PR #898, opened 2022-11-07
Deduplicate map rendering code

AllyTally:
## Changes:

This PR deduplicates a lot of map rendering code, as it's cloned a few times for the following reasons:
- Main game map
- Teleporter screen map
- Custom level map

This splits a lot of map rendering features into smaller functions, instead of a bunch of slightly different copy-pasted huge functions. This also allows the teleporter screen to work properly in custom levels with smaller map sizes, and with showing the legend (trinkets, teleporters, targets) in those as well.

This also cleans up some bad code such as fog rendering, so it uses a small for loop instead of 30+ lines of code...

**NOTE:** One of these changes means the teleporter screen in custom levels no longer always shows `minimap.png` -- it shows the map that custom levels are supposed to show. This is a _fix_, but I thought I'd mention it.

## Legal Stuff:

  for these changes

### DIFF
--- a/desktop_version/src/Render.cpp
+++ b/desktop_version/src/Render.cpp
@@ -24,6 +24,16 @@ static int tr;
 static int tg;
 static int tb;
 
+struct MapRenderData {
+    int width;
+    int height;
+    int zoom;
+    int xoff;
+    int yoff;
+    int legendxoff;
+    int legendyoff;
+};
+
 static inline void drawslowdowntext(void)
 {
     switch (game.slowdown)
@@ -2040,6 +2050,35 @@ static void draw_roomname_menu(void)
  * the same in Flip Mode. */
 #define FLIP(y, h) (graphics.flipmode ? 220 - (y) - (h) : (y))
 
+static MapRenderData getmaprenderdata()
+{
+    MapRenderData data;
+
+    data.width = map.custommode ? map.customwidth : 20;
+    data.height = map.custommode ? map.customheight : 20;
+    data.zoom = map.custommode ? map.customzoom : 1;
+    data.xoff = map.custommode ? map.custommmxoff : 0;
+    data.yoff = map.custommode ? map.custommmyoff : 0;
+
+    switch (data.zoom)
+    {
+    case 4:
+        data.legendxoff = 60;
+        data.legendyoff = 35;
+        break;
+    case 2:
+        data.legendxoff = 48;
+        data.legendyoff = 26;
+        break;
+    default:
+        data.legendxoff = 43;
+        data.legendyoff = 22;
+        break;
+    }
+
+    return data;
+}
+
 static void rendermap(void)
 {
 #ifndef NO_CUSTOM_LEVELS
@@ -2057,24 +2096,20 @@ static void rendermap(void)
 
 static void rendermapfog(void)
 {
-    int mapwidth = map.custommode ? map.customwidth : 20;
-    int mapheight = map.custommode ? map.customheight : 20;
-    int mapzoom = map.custommode ? map.customzoom : 1;
-    int mapxoff = map.custommode ? map.custommmxoff : 0;
-    int mapyoff = map.custommode ? map.custommmyoff : 0;
+    MapRenderData data = getmaprenderdata();
 
-    for (int j = 0; j < mapheight; j++)
+    for (int j = 0; j < data.height; j++)
     {
-        for (int i = 0; i < mapwidth; i++)
+        for (int i = 0; i < data.width; i++)
         {
             if (!map.isexplored(i, j))
             {
                 // Draw the fog, depending on the custom zoom size
-                for (int x = 0; x < mapzoom; x++)
+                for (int x = 0; x < data.zoom; x++)
                 {
-                    for (int y = 0; y < mapzoom; y++)
+                    for (int y = 0; y < data.zoom; y++)
                     {
-                        graphics.drawimage(2, mapxoff + 40 + (x * 12) + (i * (12 * mapzoom)), mapyoff + 21 + (y * 9) + (j * (9 * mapzoom)), false);
+                        graphics.drawimage(2, data.xoff + 40 + (x * 12) + (i * (12 * data.zoom)), data.yoff + 21 + (y * 9) + (j * (9 * data.zoom)), false);
                     }
                 }
             }
@@ -2086,25 +2121,7 @@ static void rendermaplegend(void)
 {
     // Draw the map legend, aka teleports/targets/trinkets
 
-    int zoom_offset_x;
-    int zoom_offset_y;
-    int zoom_mult = map.custommode ? map.customzoom : 1;
-
-    switch (zoom_mult)
-    {
-    case 4:
-        zoom_offset_x = 60;
-        zoom_offset_y = 35;
-        break;
-    case 2:
-        zoom_offset_x = 48;
-        zoom_offset_y = 26;
-        break;
-    default:
-        zoom_offset_x = 43;
-        zoom_offset_y = 22;
-        break;
-    }
+    MapRenderData data = getmaprenderdata();
 
     const int tile_offset = graphics.flipmode ? 3 : 0;
 
@@ -2112,11 +2129,11 @@ static void rendermaplegend(void)
     {
         if (map.showteleporters && map.isexplored(map.teleporters[i].x, map.teleporters[i].y))
         {
-            graphics.drawtile(zoom_offset_x + (map.teleporters[i].x * 12 * zoom_mult), zoom_offset_y + (map.teleporters[i].y * 9 * zoom_mult), 1127 + tile_offset);
+            graphics.drawtile(data.legendxoff + (map.teleporters[i].x * 12 * data.zoom), data.legendyoff + (map.teleporters[i].y * 9 * data.zoom), 1127 + tile_offset);
         }
         else if (map.showtargets && !map.isexplored(map.teleporters[i].x, map.teleporters[i].y))
         {
-            graphics.drawtile(zoom_offset_x + (map.teleporters[i].x * 12 * zoom_mult), zoom_offset_y + (map.teleporters[i].y * 9 * zoom_mult), 1126 + tile_offset);
+            graphics.drawtile(data.legendxoff + (map.teleporters[i].x * 12 * data.zoom), data.legendyoff + (map.teleporters[i].y * 9 * data.zoom), 1126 + tile_offset);
         }
     }
 
@@ -2126,7 +2143,7 @@ static void rendermaplegend(void)
         {
             if (!obj.collect[i])
             {
-                graphics.drawtile(zoom_offset_x + (map.shinytrinkets[i].x * 12 * zoom_mult), zoom_offset_y + (map.shinytrinkets[i].y * 9 * zoom_mult), 1086 + tile_offset);
+                graphics.drawtile(data.legendxoff + (map.shinytrinkets[i].x * 12 * data.zoom), data.legendyoff + (map.shinytrinkets[i].y * 9 * data.zoom), 1086 + tile_offset);
             }
         }
     }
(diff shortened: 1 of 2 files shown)


desktop_version/src/Render.cpp
```diff
@@ -2040,6 +2040,143 @@ static void draw_roomname_menu(void)
...
+void rendermapfog(void)
+{
+    int mapwidth = map.custommode ? map.customwidth : 20;
+    int mapheight = map.custommode ? map.customheight : 20;
+    int mapzoom = map.custommode ? map.customzoom : 1;
+    int mapxoff = map.custommode ? map.custommmxoff : 0;
+    int mapyoff = map.custommode ? map.custommmyoff : 0;
+
+    // Draw the fog of war
+    for (int j = 0; j < mapheight; j++)
```
InfoTeddy, line 2069:
```suggestion
    for (int j = 0; j < mapheight; ++j)
```

desktop_version/src/Render.cpp
```diff
@@ -2040,6 +2040,143 @@ static void draw_roomname_menu(void)
...
+    {
+        for (int i = 0; i < mapwidth; i++)
```
InfoTeddy, line 2071:
```suggestion
        for (int i = 0; i < mapwidth; ++i)
```

desktop_version/src/Render.cpp
```diff
@@ -2040,6 +2040,143 @@ static void draw_roomname_menu(void)
...
+            zoom_offset_y = 35;
+            break;
+        case 2:
+            zoom_offset_x = 48;
+            zoom_offset_y = 26;
+            break;
+        default:
+            zoom_offset_x = 43;
+            zoom_offset_y = 22;
+            break;
```
InfoTeddy, line 2109:
```suggestion
    case 4:
        zoom_offset_x = 60;
        zoom_offset_y = 35;
        break;
    case 2:
        zoom_offset_x = 48;
        zoom_offset_y = 26;
        break;
    default:
        zoom_offset_x = 43;
        zoom_offset_y = 22;
        break;
```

EXERCISE GOAL: The word "customwidth" may appear in several lines of the data; count those lines and give only the number.

EXERCISE ANSWER: 3